If possible, please, I would like to have daily Skype sessions with a lady who’d be able to ascertain what I’m doing wrong. Whether or not that lady would like to get to know me better to pursue marriage with me is another matter. If it happens, wonderful! But the last thing I want to do is scare all the ladies off. I need help – please!
I’m in South Africa at the moment, so my time zone would be GMT+2, and my Skype ID is: roymnel. Please e-mail me to set up a time and date for a Skype session.
Thanks everyone.December 6, 2020 at 9:36 am #11847
Hi roymnel, see you didn’t receive any replies to your plea for help, but as a fellow Aspie who is figuring this out want to both encourage you and offer some advice on how to proceed forward.
I feel for your yearning for intimacy and a relationship. You bared your heart and said exactly what you feel. But as you are experiencing, Aspies can be horrible finding it.
Developing emotional intimacy is NOT our strong suit. In the NT world you hear about people who get married after 3 weeks etc. It is a crazy exception to the rule. The fact of the matter is that most women need many weeks, to several months to, based on their experiences with men, even years to develop the trust and openness you are desiring and demonstrating. It does not happen over 1-2 common interests like techno or food. It is so so so so much deeper than that. Friends in my 20s said this: getting married is like having a baby. To do it right it takes 9 months.

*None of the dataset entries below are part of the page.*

PR #215, opened 2016-11-02
Prepare for lowering to expose some constants early

veresov:
This is a small part of the AOT changes just to test the process with GitHub out. The proposed change introduces a new API point `prepareForLowering()` in `Lowerable` in order to allow nodes to prepare to the lowering process. In AOT this is used to expose some of the constants for nodes that would otherwise be lowered after the frame states are fixed, which is too late for the constant replacement phase (will be introduced later) to work with.

### DIFF
--- a/graal/com.oracle.graal.hotspot/src/com/oracle/graal/hotspot/replacements/arraycopy/ArrayCopySlowPathNode.java
+++ b/graal/com.oracle.graal.hotspot/src/com/oracle/graal/hotspot/replacements/arraycopy/ArrayCopySlowPathNode.java
@@ -29,6 +29,7 @@ import static com.oracle.graal.compiler.common.LocationIdentity.any;
 
 import com.oracle.graal.compiler.common.LocationIdentity;
 import com.oracle.graal.graph.NodeClass;
+import com.oracle.graal.hotspot.word.KlassPointer;
 import com.oracle.graal.nodeinfo.InputType;
 import com.oracle.graal.nodeinfo.NodeInfo;
 import com.oracle.graal.nodes.NamedLocationIdentity;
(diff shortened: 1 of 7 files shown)


dougxc:
The timeout in the Travis gate is due to an infinite loop bug in `DefaultLoopPolicies` that I'm pushing a fix for now. Once it lands on github you'll need to update/rebase this PR.

dougxc:
The timeout fix is in https://github.com/graalvm/graal-core/commit/efb8df47ec55ad5a9c67734ac0b8162e7101cb19

tkrodriguez:
I'm not sure I get this change.  prepareForLowering it called right before lower so it seems like it doesn't gain you anything unless they are done in different lowering phases.  What you're really trying to accomplish is to capture some information in an earlier lowering phase for use in a later lowering right?  Why can't you simply do that when lower is called in DefaultHotSpotLoweringProvider?  There's already some funny setMirror logic for InstanceOfDynamicNode for instance and that seems like where the prepareForLowering logic should live.

veresov:
I guess it felt more structured at the time. But I can do it similarly to setMirror, sure.

veresov:
Alright, I've updated the change accordingly.

graal/com.oracle.graal.nodes/src/com/oracle/graal/nodes/java/DynamicNewArrayNode.java
```diff
@@ -48,6 +48,11 @@
 
     @Input ValueNode elementType;
 
+    // Class pointer to void.class needs to be exposed earlier than this node is lowered so that it
+    // can be replaced by the AOT machinery. If it's not needed for lowering this input can be
+    // ignored.
+    @OptionalInput ValueNode voidClass;
```
dougxc: This should be a javadoc style comment. Same applies in `DynamicNewInstanceNode.java`.

graal/com.oracle.graal.hotspot/src/com/oracle/graal/hotspot/replacements/arraycopy/ArrayCopySlowPathNode.java
```diff
@@ -49,16 +50,26 @@
      */
     private final Object argument;
 
-    public ArrayCopySlowPathNode(ValueNode src, ValueNode srcPos, ValueNode dest, ValueNode destPos, ValueNode length, JavaKind elementKind, SnippetTemplate.SnippetInfo snippet, Object argument) {
+    /**
+     * AOT compilation requires klass constants to be exposed after the first lowering to be handled
+     * automatically. Lowering for ArrayCopySlowPathNode, with snippet ==
```
dougxc: `{@link ArrayCopySlowPathNode}`
`{@link ArrayCopySnippets#arraycopyPredictedObjectWork}`

PR #218, opened 2016-11-12
Expand Instanceof at high tier

mur47x111:
InstanceOfNode are expanded to a potential null check and a LoweredInstanceOfNode that test on a non-null object and without profile. The ultimate goal is to get rid of ShortCircuitOrNode.


graal/com.oracle.graal.phases.common/src/com/oracle/graal/phases/common/ExpandInstanceOfPhase.java
```diff
@@ -0,0 +1,473 @@
...
+ * subgraph will be inserted before the {@code FixedNode} or the anchor. Otherwise, the subgrpah
+ * will be inserted at the latest {@code FixedNode} in the current schedule.
+ */
+public class ExpandInstanceOfPhase extends BasePhase<PhaseContext> {
+
+    @Override
+    protected void run(StructuredGraph graph, PhaseContext context) {
+        // The first SchedulePhase is for generating loop exit nodes for transforming fixed guard
+        // within loops.
+        new SchedulePhase(SchedulingStrategy.LATEST).apply(graph, false);
```
tkrodriguez: Two extra SchedulePhases seems incredibly expensive.  Does it have to be done this?

mur47x111:
Close until we have strong evidence of benefit.

PR #219, opened 2016-11-12
ControlFlowAnchorNode should have prevented LoopUnswitchingPhase

mur47x111:
Besides, `GraalCompilerTest` inserts a `ComputeLoopFrequenciesPhase` after loop optimizations, making `GraalDirectives.injectIterationCount` useless.


graal/com.oracle.graal.loop/src/com/oracle/graal/loop/DefaultLoopPolicies.java
```diff
@@ -183,7 +183,23 @@ public boolean shouldUnswitch(LoopEx loop, List<ControlSplitNode> controlSplits)
 
         Debug.log("shouldUnswitch(%s, %s) : delta=%d (%.2f%% inside of branches), max=%d, f=%.2f, phis=%d -> %b", loop, controlSplits, actualDiff, (double) (inBranchTotal) / loopTotal * 100, maxDiff,
                         loopFrequency, phis, actualDiff <= maxDiff);
-        return actualDiff <= maxDiff;
```
mur47x111: ok, does this also apply to `DefaultLoopPolicies.shouldPeel` and `DefaultLoopPolicies.shouldFullUnroll`?

graal/com.oracle.graal.compiler.test/src/com/oracle/graal/compiler/test/GraalCompilerTest.java
```diff
@@ -185,7 +185,7 @@ protected Suites createSuites() {
         Suites ret = backend.getSuites().getDefaultSuites().copy();
         ListIterator<BasePhase<? super HighTierContext>> iter = ret.getHighTier().findPhase(ConvertDeoptimizeToGuardPhase.class, true);
         if (iter != null) {
-            PhaseSuite.findNextPhase(iter, CanonicalizerPhase.class);
+            // the ComputeLoopFrequenciesPhase will be inserted before LoopFullUnrollPhase
```
mur47x111: In the economy configuration we don't have the ConvertDeoptimizeToGuard phase so the fix won't affect the economy configuration. We will have
```
        if (iter == null) {
            iter = ret.getHighTier().findPhase(CanonicalizerPhase.class);
        }
```
for economy configuration case.

graal/com.oracle.graal.loop/src/com/oracle/graal/loop/DefaultLoopPolicies.java
tkrodriguez: Oh I see, you're replicating logic that already has 2 copies lying around.  Maybe factor out that logic into LoopEx.canDuplicateLoop and call that instead.  @gilles-duboscq  and @rschatz does that sound right?  And should we have asserts in the loop fragments that we aren't duplicating loops with these constraints?

What's the reason for the FrameState restrictions?

tkrodriguez:
I had to make some minor changes to the unswitch test to make it pass in all our repos.

PR #221, opened 2016-11-14
Constructors with final fields need a release memory barrier.

theRealAph:
I know this is incomplete: there's nothing to make sure that the barrier works when the return expands inline to a GOTO, for example. And I don't think that there's anything to stop the Membar from being moved. I have spent a little time trying to figure out a really elegant way to solve the problem, but I can't see one.

### DIFF
--- a/graal/com.oracle.graal.java/src/com/oracle/graal/java/BytecodeParser.java
+++ b/graal/com.oracle.graal.java/src/com/oracle/graal/java/BytecodeParser.java
@@ -240,6 +240,8 @@ import static com.oracle.graal.java.BytecodeParserOptions.UseGuardedIntrinsics;
 import static com.oracle.graal.nodes.graphbuilderconf.IntrinsicContext.CompilationContext.INLINE_DURING_PARSING;
 import static com.oracle.graal.nodes.type.StampTool.isPointerNonNull;
 import static java.lang.String.format;
+import static jdk.vm.ci.code.MemoryBarriers.LOAD_STORE;
+import static jdk.vm.ci.code.MemoryBarriers.STORE_STORE;
 import static jdk.vm.ci.meta.DeoptimizationAction.InvalidateRecompile;
 import static jdk.vm.ci.meta.DeoptimizationAction.InvalidateReprofile;
 import static jdk.vm.ci.meta.DeoptimizationReason.JavaSubroutineMismatch;
@@ -366,6 +368,7 @@ import com.oracle.graal.nodes.extended.GuardingNode;
 import com.oracle.graal.nodes.extended.IntegerSwitchNode;
 import com.oracle.graal.nodes.extended.LoadHubNode;
 import com.oracle.graal.nodes.extended.LoadMethodNode;
+import com.oracle.graal.nodes.extended.MembarNode;
 import com.oracle.graal.nodes.extended.ValueAnchorNode;
 import com.oracle.graal.nodes.graphbuilderconf.GraphBuilderConfiguration;
 import com.oracle.graal.nodes.graphbuilderconf.GraphBuilderConfiguration.BytecodeExceptionMode;
@@ -594,6 +597,8 @@ public class BytecodeParser implements GraphBuilderContext {
 
     private int lastBCI; // BCI of lastInstr. This field is for resolving instrumentation target.
 
+    private boolean needsReturnMembar = false; // Constructor has write to final field.
+
     protected BytecodeParser(GraphBuilderPhase.Instance graphBuilderInstance, StructuredGraph graph, BytecodeParser parent, ResolvedJavaMethod method,
                     int entryBCI, IntrinsicContext intrinsicContext) {
         this.bytecodeProvider = intrinsicContext == null ? new ResolvedJavaMethodBytecodeProvider() : intrinsicContext.getBytecodeProvider();
@@ -614,6 +619,7 @@ public class BytecodeParser implements GraphBuilderContext {
         this.entryBCI = entryBCI;
         this.parent = parent;
         this.lastBCI = -1;
+        this.needsReturnMembar = false;
 
         assert code.getCode() != null : "method must contain bytecodes: " + method;
 
@@ -1229,6 +1235,9 @@ public class BytecodeParser implements GraphBuilderContext {
         StoreFieldNode storeFieldNode = new StoreFieldNode(receiver, field, value);
         append(storeFieldNode);
         storeFieldNode.setStateAfter(this.createFrameState(stream.nextBCI(), storeFieldNode));
+        if (field.isFinal() && method.isConstructor()) {
+            needsReturnMembar = true;
+        }
     }
 
     /**
@@ -1989,6 +1998,11 @@ public class BytecodeParser implements GraphBuilderContext {
     }
 
     private void beforeReturn(ValueNode x, JavaKind kind) {
+        if (needsReturnMembar) {
+            FixedNode membarInstr = new MembarNode(LOAD_STORE | STORE_STORE);
+            append(membarInstr);
+        }
+
         if (graph.method() != null && graph.method().isJavaLangObjectInit()) {
             /*
              * Get the receiver from the initial state since bytecode rewriting could do arbitrary


graal/com.oracle.graal.java/src/com/oracle/graal/java/BytecodeParser.java
```diff
@@ -1989,6 +1998,11 @@ protected void genReturn(ValueNode returnVal, JavaKind returnKind) {
     }
 
     private void beforeReturn(ValueNode x, JavaKind kind) {
+        if (needsReturnMembar) {
+            FixedNode membarInstr = new MembarNode(LOAD_STORE | STORE_STORE);
```
eregon: The barrier should also only be emitted if the CPU does not already guarantee `STORE_STORE` ordering (both Intel and SPARC do).

theRealAph:
On 14/11/16 22:21, Benoit Daloze wrote:
> eregon commented on this pull request.
> 
> 
> 
>> @@ -1989,6 +1998,11 @@ protected void genReturn(ValueNode returnVal, JavaKind returnKind) {
>      }
>  
>      private void beforeReturn(ValueNode x, JavaKind kind) {
> +        if (needsReturnMembar) {
> +            FixedNode membarInstr = new MembarNode(LOAD_STORE | STORE_STORE);
> 
> I think only the `STORE_STORE` barrier is needed, because on the
> Load side, most CPUs consider data dependencies with indirection
> ordering (and I believe all recent CPUs do).  See "Data Dependency
> and Barriers" in http://g.oswego.edu/dl/jmm/cookbook.html.

We've been over this (at very great length) in the HotSpot list, and
come to the opposite conclusion.  The explanation is here:

http://www.hboehm.info/c++mm/no_write_fences.html

In summary: it is probably safe to use only a StoreStore fence if the
object is immutable, but even then it's not clear.  It's certainly not
worth the risk IMO.

Andrew.

theRealAph:
On 14/11/16 22:26, Benoit Daloze wrote:
> eregon commented on this pull request.
> 
>> @@ -1989,6 +1998,11 @@ protected void genReturn(ValueNode returnVal, JavaKind returnKind) {
>      }
>  
>      private void beforeReturn(ValueNode x, JavaKind kind) {
> +        if (needsReturnMembar) {
> +            FixedNode membarInstr = new MembarNode(LOAD_STORE | STORE_STORE);
> 
> The barrier should also only be emitted if the CPU does not already guarantee `STORE_STORE` ordering (both Intel and SPARC do).

That's already handled by the code which lowers the MembarNode.  However,
some sort of CPU barrier is still required to ensure that the compiler
doesn't reorder prior loads and stores.

Andrew.

dougxc:
@lukasstadler , the unit test [failure](https://travis-ci.org/graalvm/graal-core/jobs/175799456#L764) caused by these changes raises the question of how escape analysis needs to handle the introduction of membars in the high level graph. @gilles-duboscq was suggesting that we probably need to add something like a fixed `PublishNode` that is emitted just prior to a `ReturnNode` in a constructor that assigns final fields. This means EA can emit the right barrier when (if) it commits an allocation, possibly coalescing barriers.

On a related note, how does EA handle the publishing semantics for `volatile` fields assigned in the constructor of an EA'ed object?

tkrodriguez:
Regarding volatiles and EA, MemBarNode isn't virtualizable so we won't EA objects with volatile updates.  The initialization of volatile fields to 0 doesn't have any barrier in the normal case so as long as we don't see any other updates we will happily EA that and then lower it back down into a normal Java allocation.

tkrodriguez:
So in the case where STORE_STORE isn't required what kind of compiler reorderings are disallowed for final fields?  Graal already maintains all stores in the original program order so I'm not sure we need a membar to keep the compiler from reordering operations.

theRealAph:
On 15/11/16 16:39, Tom Rodriguez wrote:

> So in the case where STORE_STORE isn't required what kind of
> compiler reorderings are disallowed for final fields?  Graal already
> maintains all stores in the original program order so I'm not sure
> we need a membar to keep the compiler from reordering operations.

OK, I'm learning things all the time.  I had no idea that Graal didn't
reorder stores.

tkrodriguez:
I suspect we need MemBarNode to have more information about why it exists so it can play nice with EA.  It's my recollection that synchronized and barrier operations on objects which are known to be unreachable by other threads have no effect.  Can anyone confirm that?

So if MemBarNode tracked the node for which it was emitted then we could virtualize them and reemit them if we materialize through a CommitAllocation.  The only question I have there is whether we need multiple barriers and/or need to maintain the original store ordering.  It seems like we could simply perform all the writes for the group of objects we're allocating and then emit the required barrier instruction.

tkrodriguez:
Yes, graal uses a mix of fixed and floating nodes and currently stores are always fixed in the graph.  Reads start out fixed and can float like C2 does, but not all reads are floated and a floating read can turn back into a fixed read.

tkrodriguez:
Andrew, one thing implied in my earlier comments that's maybe not clear is that when Graal performs escape analysis it can pick up an object and all the writes to it and then later materialize all those operations.  It will even group multiple objects and do a single allocation and initialize them all at once.  That will also need the final barrier but since the existence of MemBarNode inhibits EA it's not actually a problem in your changes.  But we'll have to resolve the EA problem before we can accept the fix.

gilles-duboscq:
> Graal already maintains all stores in the original program order so I'm not sure we need a membar to keep the compiler from reordering operations.
That's not entirely true, after FrameState assignment, Graal can re-order stores.

theRealAph:
On 15/11/16 16:48, Tom Rodriguez wrote:
> It's my recollection that synchronized and barrier operations on objects which are known to be unreachable by other threads have no effect.  Can anyone confirm that?

That's right.  Explicit barriers must of course be retained but stores to volatiles that aren't loaded don't have any synchronization effect because there's nothing for them to synchronize with.

gilles-duboscq:
Also, the `MemBarNode` does not consume the receiver object so unless there would need to be a special effect because of the memory kill or special treatment of `MemBar` i don't think EA will care.
I couldn't find any such special effect or treatment.
I think EA didn't really need to care too much because because it runs before the lowering where the `MemBars` for volatile accesses are inserted and anyway, by its nature EA deals with objects that have not been published yet.
I think we should still insert some barriers when lowering the `CommitAllocationNode` in case some of the fields are final or volatile.

theRealAph:
On 15/11/16 09:27, Andrew Haley wrote:
> On 14/11/16 22:21, Benoit Daloze wrote:
>> eregon commented on this pull request.
>>
>> I think only the `STORE_STORE` barrier is needed, because on the
>> Load side, most CPUs consider data dependencies with indirection
>> ordering (and I believe all recent CPUs do).  See "Data Dependency
>> and Barriers" in http://g.oswego.edu/dl/jmm/cookbook.html.
> 
> We've been over this (at very great length) in the HotSpot list, and
> come to the opposite conclusion.

I've just discussed this (again :-) with Hans Boehm and Doug Lea.
Everybody agrees that STORE_STORE is adequate for this purpose: you're
right.

eregon:
> I've just discussed this (again :-) with Hans Boehm and Doug Lea.
Everybody agrees that STORE_STORE is adequate for this purpose: you're
right.

@theRealAph  Interesting, do you have any link to one of these discussions? Is it on concurrency-interest?

theRealAph:
On 16/11/16 10:28, Benoit Daloze wrote:

> @theRealAph  Interesting, do you have any link to one of these discussions? Is it on concurrency-interest?

Summary: StoreStore is adequate for the strict specification, but it might
surprise some programmers.

http://mail.openjdk.java.net/pipermail/jmm-dev/2016-November/000379.html

tkrodriguez:
We discussed how we think we should resolve the interactions with escape analysis and basically we need to introduce a new node to represent the end of the constructor and then this will later be lowered into the MemBarNode after EA, which will match the way that volatile field operations are done.  It will also add any needed barrier after the CommitAllocationNode.  I'll create a new github PR so you can confirm that it works for you.

By the way, are there any particular tests which were failing with the missing membar or was it just general instability?  I'd like to add a more directed test of this problem to make sure we also exercise the EA version of this problem.

theRealAph:
On 16/11/16 17:07, Tom Rodriguez wrote:

> By the way, are there any particular tests which were failing with
> the missing membar or was it just general instability?  I'd like to
> add a more directed test of this problem to make sure we also
> exercise the EA version of this problem.

It was general instability, although I'm sure that jcstress would reveal the
failures.

By the way, I've found more bugs.  I was surprised to discover that
there's no StoreStore barrier after object initialization either.
This means that other threads see stale data from previous
allocations.  (Argh!)  The fix for this one is pretty simple, as
appended.

I'm not sure what the protocol is here.  I can prepare a new patch
with a new branch, but these rather go together.

Andrew.


--- a/graal/com.oracle.graal.hotspot/src/com/oracle/graal/hotspot/replacements/NewObjectSnippets.java
+++ b/graal/com.oracle.graal.hotspot/src/com/oracle/graal/hotspot/replacements/NewObjectSnippets.java
@@ -91,6 +91,7 @@ import com.oracle.graal.nodes.debug.DynamicCounterNode;
 import com.oracle.graal.nodes.debug.VerifyHeapNode;
 import com.oracle.graal.nodes.extended.BranchProbabilityNode;
 import com.oracle.graal.nodes.extended.ForeignCallNode;
+import com.oracle.graal.nodes.extended.MembarNode;
 import com.oracle.graal.nodes.java.DynamicNewArrayNode;
 import com.oracle.graal.nodes.java.DynamicNewInstanceNode;
 import com.oracle.graal.nodes.java.NewArrayNode;
@@ -115,6 +116,7 @@ import com.oracle.graal.word.Word;
 import jdk.vm.ci.code.CodeUtil;
 import jdk.vm.ci.code.Register;
 import jdk.vm.ci.code.TargetDescription;
+import static jdk.vm.ci.code.MemoryBarriers.STORE_STORE;
 import jdk.vm.ci.hotspot.HotSpotJVMCIRuntimeProvider;
 import jdk.vm.ci.hotspot.HotSpotResolvedObjectType;
 import jdk.vm.ci.meta.DeoptimizationAction;
@@ -447,6 +449,7 @@ public class NewObjectSnippets implements Snippets {
         } else if (REPLACEMENTS_ASSERTIONS_ENABLED) {
             fillWithGarbage(size, memory, constantSize, instanceHeaderSize(INJECTED_VMCONFIG), false, useSnippetCounters);
         }
+        MembarNode.memoryBarrier(STORE_STORE);
         return memory.toObject();
     }

@@ -478,6 +481,7 @@ public class NewObjectSnippets implements Snippets {
         } else if (REPLACEMENTS_ASSERTIONS_ENABLED) {
             fillWithGarbage(allocationSize, memory, false, headerSize, maybeUnroll, useSnippetCounters);
         }
+        MembarNode.memoryBarrier(STORE_STORE);
         return memory.toObject();
     }

theRealAph:
Can someone please comment on this? Aarch64 breaks without it and I think the fix is correct, but there is a weird test failure.

tkrodriguez:
Sorry I didn't update you.  I'm preparing a fix for this since the overall issue requires some larger changes related to escape analysis.  I'll include the barriers you've added as well.  I should have bits up for you to try in a day or so.

tkrodriguez:
for some reason I don't understand, github closed my PR with my version of this fix but I pushed my fix through our internal bitbucket as 70e29ac.  Can you try out the new bits and let me know if there are any issues with them?

smarr:
@tkrodriguez github saw that the commit hash matched. It then assumed that the PR is to be closed because the requested merge happened.

tkrodriguez:
@smarr No it was closed before I committed it to graal-core.  I created the PR and then a few hours later it was just closed.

I would suggest you adapt your thoughts about a relationship and marriage to that timeline, and the process to that timeline. It is probably hundreds of times slower than you want. But that is how NT women work. They will not adapt to you. You have to adapt to them.
We don’t get it because our feelings and emotions are skewed. We are more like Mr. Spock: black and white data without emotions. We see connections and immwdiately make them. But NT people don’t work that way. THEY ASSIGN EMOTIONS TO FACTS. It is SO frustrating. But as a result what seems obvious to us, their emotions get in the way and slow them down. It is both bad and good. We get to data based answers much faster because I normally don’t care about any emotional impact (my or their pride, abilities, reputation, etc.) and slow down for them. But we also can been seen as being either arrogant, know it all, jumping to conclusions, or even scary (we say “Can’t you see that?” Or “It is so obvious”) that cause NT people to get upset at us or even run away. As you have experienced.
A woman who doesn’t know you will not invest the time in a stranger. They have their own needs and desires, and without knowing you they see their paths to finding their dreams more achievable.
We are rule based people. We make routines and religiously follow them. My last suggestion is to find an ASD therapist and work through these issues with him/her. You need to recreate your timing and expectations regarding relationships to fit the NT world as well as learn the mechanics of how to build emotional intimacy with other people. Sorry. It is not easy and will not make sense. But it works.
I wish all the best for you roymnel as you pursue your dream and hope you find the happiness you seek.